PR #710, opened 2026-05-30
feat(enclave): web tools + bounded research inside the E2E enclave (Slice PR 6)

kristofferremback:
## Problem

The Ariadne enclave runs the real `AgentRuntime` loop next to decrypted E2E
plaintext, but with `tools: []` — she could reason and reply, but not search the
web or read a URL inside an E2E scratchpad. Phase 5's PR 6 was scoped as "wire
`web_search` + `read_url`", but that predates the **general researcher** (#689),
which is now the persona's default research surface. Shipping only the raw
primitives would leave the enclave persona materially behind the non-E2E one.

## Solution

Give the enclave persona the same web research surface the backend persona has —
`web_search`, `read_url`, and a **web-only `general_research`** loop — with every
tool step sealed under the stream SSK and streamed to the trace, so the server
still never sees plaintext (INV-E7).

The general researcher's core loop was backend-only. Rather than reimplement it
in the enclave (a second copy that would drift — INV-35/37), the runtime-agnostic
core is **extracted to `@threa/agent-runtime`** and both hosts drive it.

### How it works

```
backend persona ─┐                          ┌─ resolves model+config via ConfigResolver/AI
                 ├─► runGeneralResearch ◄────┤
enclave turn ────┘   (shared package loop)   └─ supplies AgentRuntimeAI + assignment model
                          │
                          └─ drives primitive tools → synthesised cited brief
```

The loop now takes **resolved primitives** (`AgentRuntimeAI` + `model` +
`modelString` + numeric config) instead of the backend's full `AI` +
`ConfigResolver`, so it imports cleanly on the enclave's OTEL-free barrel. The
backend `GeneralResearcher` becomes a thin adapter that resolves config + model
and delegates; every backend importer keeps its path via re-export shims, and
behavior is byte-identical (existing suites unchanged).

In the enclave, `buildEnclaveTools` assembles only the enclave-safe subset:
`web_search` (when a Tavily key is present), `read_url` (always), and
`general_research` driving that web subset **in-process** — no backend callback,
so plaintext never leaves the enclave. The turn constructs the enclave AI once so
the turn loop and the research sub-loop share one usage accumulator (INV-19).

### Key design decisions

**1. Extract the researcher core to the shared package (not reimplement).**
One implementation, two callers (INV-35/37). The only backend coupling was
`AI`/`ConfigResolver`, which only supply `modelId`/`temperature`/`maxIterations`
— pushed out to explicit caller params. Prompt + budgets are re-exported from the
[...]

PR #778, opened 2026-06-04
fix(e2e): deliver attachment ciphertext to the enclave + load_attachment tool

kristofferremback:
## The bug (why Ariadne couldn't read any encrypted attachment)

The enclave attachment slice (#765) **never worked in integration**: `sessionAssignmentSchema` in `apps/enclave/src/sessions.ts` was missing `attachmentCiphertexts`, and **Zod strips unknown keys** — the backend shipped the bytes, the enclave's request parse silently deleted them, and every file reached the model as `[Attachment "…" is unavailable]`. (The schema's own doc comments warn about exactly this failure mode for two other fields.)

----------

- [About this task]: Give the data again, exactly.

- [Expected output]:
PR #710, opened 2026-05-30
feat(enclave): web tools + bounded research inside the E2E enclave (Slice PR 6)

kristofferremback:
## Problem

The Ariadne enclave runs the real `AgentRuntime` loop next to decrypted E2E
plaintext, but with `tools: []` — she could reason and reply, but not search the
web or read a URL inside an E2E scratchpad. Phase 5's PR 6 was scoped as "wire
`web_search` + `read_url`", but that predates the **general researcher** (#689),
which is now the persona's default research surface. Shipping only the raw
primitives would leave the enclave persona materially behind the non-E2E one.

## Solution

Give the enclave persona the same web research surface the backend persona has —
`web_search`, `read_url`, and a **web-only `general_research`** loop — with every
tool step sealed under the stream SSK and streamed to the trace, so the server
still never sees plaintext (INV-E7).

The general researcher's core loop was backend-only. Rather than reimplement it
in the enclave (a second copy that would drift — INV-35/37), the runtime-agnostic
core is **extracted to `@threa/agent-runtime`** and both hosts drive it.

### How it works

```
backend persona ─┐                          ┌─ resolves model+config via ConfigResolver/AI
                 ├─► runGeneralResearch ◄────┤
enclave turn ────┘   (shared package loop)   └─ supplies AgentRuntimeAI + assignment model
                          │
                          └─ drives primitive tools → synthesised cited brief
```

The loop now takes **resolved primitives** (`AgentRuntimeAI` + `model` +
`modelString` + numeric config) instead of the backend's full `AI` +
`ConfigResolver`, so it imports cleanly on the enclave's OTEL-free barrel. The
backend `GeneralResearcher` becomes a thin adapter that resolves config + model
and delegates; every backend importer keeps its path via re-export shims, and
behavior is byte-identical (existing suites unchanged).

In the enclave, `buildEnclaveTools` assembles only the enclave-safe subset:
`web_search` (when a Tavily key is present), `read_url` (always), and
`general_research` driving that web subset **in-process** — no backend callback,
so plaintext never leaves the enclave. The turn constructs the enclave AI once so
the turn loop and the research sub-loop share one usage accumulator (INV-19).

### Key design decisions

**1. Extract the researcher core to the shared package (not reimplement).**
One implementation, two callers (INV-35/37). The only backend coupling was
`AI`/`ConfigResolver`, which only supply `modelId`/`temperature`/`maxIterations`
— pushed out to explicit caller params. Prompt + budgets are re-exported from the
[...]

PR #778, opened 2026-06-04
fix(e2e): deliver attachment ciphertext to the enclave + load_attachment tool

kristofferremback:
## The bug (why Ariadne couldn't read any encrypted attachment)

The enclave attachment slice (#765) **never worked in integration**: `sessionAssignmentSchema` in `apps/enclave/src/sessions.ts` was missing `attachmentCiphertexts`, and **Zod strips unknown keys** — the backend shipped the bytes, the enclave's request parse silently deleted them, and every file reached the model as `[Attachment "…" is unavailable]`. (The schema's own doc comments warn about exactly this failure mode for two other fields.)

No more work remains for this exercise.